Of the projects I have worked on, some stand out, such as Ilko Sascha-Kowalczuk’s End Game: The 1989 Revolution in East Germany, which I translated and Simone Lässig and Andreas Weiß’s edited volume The World of Children, whose introduction and conclusion I also translated. I also particularly enjoyed working on Mischa Honeck, Martin Klimke, and Anne Kuhlmann’s edited volume Germany and the Black Diaspora, and Martin Klimke and Maria Höhn’s monograph A Breath of Freedom. Some of these titles have found a wide readership, and it is very rewarding to feel that I played a role in making the books accessible to English-speaking audiences in the case of translations and generally more readable in the case of copy editing.

I also really enjoyed teaching before coming to the GHI, and it has been very rewarding to me to bring some teaching back into my work with the writing seminar.

 

You’ve been part of the GHI for nearly two decades. Looking back, what have you taken away from your time here, and how has your experience at the institute shaped you both professionally and personally?

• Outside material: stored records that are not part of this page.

Issue #3434, opened 2022-06-10
Enhance CTS for missing VAO bindings


lexaknyazev:
From WebGL 1.0, Section 6.2:
> If a vertex attribute is enabled as an array via `enableVertexAttribArray` but no buffer is bound to that attribute (generally via `bindBuffer` and `vertexAttribPointer`), then draw commands (`drawArrays` or `drawElements`) will generate an `INVALID_OPERATION` error.

The CTS should check that all draw commands enforce this condition: `drawArrays`, `drawElements`, `drawArraysInstancedANGLE`, `drawElementsInstancedANGLE`, `drawArraysInstanced`, `drawElementsInstanced`, `drawRangeElements`, `multiDraw*`.

PR #3437, opened 2022-06-13
Test all draw functions fail if attributes are invalid

greggman:
#3434 

ATM this test only tests if an attribute is enabled but
no buffer is bound that each draw function generates
INVALID_OPERATION

Not sure what else needs to be test. Maybe mis-matching attributes (an ivec4 attribute in shader but float attribute in vao)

There were special moments, to be sure. I feel particularly proud of translating the 2008 Gerd Bucerius Lecture presented by Jutta Limbach, the former chief justice of the Bundesverfassungsgericht. I also served as her personal liaison, picking her and her husband up at the airport and interpreting for them, including during the Q&A of that event. That was a real highlight. In general, it has been delightful to be adjacent to and get to talk personally with the important people who have passed through the institute’s doors, including among others Marianne Birthler, Gesine Schwan, and Ingo Schulze, whose GHI talk I also translated. Professionally, it has been very satisfying to feel like a part of something larger, to be part of a team. It is quite different from being a professor at a university, where I was usually one of the few representatives of German language and culture on campus, teaching German language primarily to beginners and German literature to a few German majors. Working at the GHI has given me a sense of community and belonging and has even me made me part of the German diaspora community in the DC area (even though I’m not German).

 

What do you like about Washington DC?

DC is both a political and a cultural hub. The whole world comes together here because of all the embassies, foreign foundations, and government departments. You can find a community of people for any kind of cultural activity which interests you. I just mentioned the greater German community in the region—but there is a community like that from just about everywhere. You can hear so many different languages being spoken on the streets. I have enjoyed being close to important political and cultural figures through my work, but I also loved the opportunities being in the DC area made available for my family in schools and extracurricular activities, and for me, too. My children got to go to some of the best public schools in America and visit world-class museums and see outstanding talents on stage from an early age. Growing up in rural Oklahoma, I knew how isolated one can feel in a small town. My family had to travel an hour to get to Oklahoma City to see concerts or even visit shopping malls or to experience a Michelin-star meal, so I wanted to be sure my children would have these opportunities growing up, and that I would have more opportunities to pursue my hobbies, primarily dancing and singing (I grew up in a very musical household). There is no shortage of dancing troupes, choirs, and amateur theater groups to join!